Could you write out all the records once more, exactly?

*** Entries shown Section Begins ***

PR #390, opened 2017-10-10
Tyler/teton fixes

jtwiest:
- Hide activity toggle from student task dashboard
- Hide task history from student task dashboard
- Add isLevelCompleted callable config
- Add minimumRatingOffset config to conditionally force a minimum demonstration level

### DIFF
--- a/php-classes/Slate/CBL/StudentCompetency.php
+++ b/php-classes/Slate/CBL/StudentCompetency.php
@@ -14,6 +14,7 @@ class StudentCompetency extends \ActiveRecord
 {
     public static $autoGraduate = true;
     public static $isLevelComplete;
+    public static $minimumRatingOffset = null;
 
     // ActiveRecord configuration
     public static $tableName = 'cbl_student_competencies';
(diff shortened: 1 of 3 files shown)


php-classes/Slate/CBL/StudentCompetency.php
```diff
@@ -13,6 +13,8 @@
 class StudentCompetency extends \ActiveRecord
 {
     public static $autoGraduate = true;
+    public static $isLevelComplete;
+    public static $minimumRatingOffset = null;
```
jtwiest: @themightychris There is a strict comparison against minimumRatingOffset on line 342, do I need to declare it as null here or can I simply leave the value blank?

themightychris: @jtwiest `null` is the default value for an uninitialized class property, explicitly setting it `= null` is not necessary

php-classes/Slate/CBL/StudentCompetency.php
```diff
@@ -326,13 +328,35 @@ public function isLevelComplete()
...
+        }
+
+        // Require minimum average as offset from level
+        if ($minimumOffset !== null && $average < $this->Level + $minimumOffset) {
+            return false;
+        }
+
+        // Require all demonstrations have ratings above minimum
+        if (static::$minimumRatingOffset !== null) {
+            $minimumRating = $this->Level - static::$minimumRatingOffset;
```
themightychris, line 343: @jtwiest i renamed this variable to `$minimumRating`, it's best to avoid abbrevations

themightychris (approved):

*** Entries shown Section Ends ***

Written solution →
PR #390, opened 2017-10-10
Tyler/teton fixes

jtwiest:
- Hide activity toggle from student task dashboard
- Hide task history from student task dashboard
- Add isLevelCompleted callable config
- Add minimumRatingOffset config to conditionally force a minimum demonstration level

### DIFF
--- a/php-classes/Slate/CBL/StudentCompetency.php
+++ b/php-classes/Slate/CBL/StudentCompetency.php
@@ -14,6 +14,7 @@ class StudentCompetency extends \ActiveRecord
 {
     public static $autoGraduate = true;
     public static $isLevelComplete;
+    public static $minimumRatingOffset = null;
 
     // ActiveRecord configuration
     public static $tableName = 'cbl_student_competencies';
(diff shortened: 1 of 3 files shown)


php-classes/Slate/CBL/StudentCompetency.php
```diff
@@ -13,6 +13,8 @@
 class StudentCompetency extends \ActiveRecord
 {
     public static $autoGraduate = true;
+    public static $isLevelComplete;
+    public static $minimumRatingOffset = null;
```
jtwiest: @themightychris There is a strict comparison against minimumRatingOffset on line 342, do I need to declare it as null here or can I simply leave the value blank?

themightychris: @jtwiest `null` is the default value for an uninitialized class property, explicitly setting it `= null` is not necessary

php-classes/Slate/CBL/StudentCompetency.php
```diff
@@ -326,13 +328,35 @@ public function isLevelComplete()
...
+        }
+
+        // Require minimum average as offset from level
+        if ($minimumOffset !== null && $average < $this->Level + $minimumOffset) {
+            return false;
+        }
+
+        // Require all demonstrations have ratings above minimum
+        if (static::$minimumRatingOffset !== null) {
+            $minimumRating = $this->Level - static::$minimumRatingOffset;
```
themightychris, line 343: @jtwiest i renamed this variable to `$minimumRating`, it's best to avoid abbrevations

themightychris (approved):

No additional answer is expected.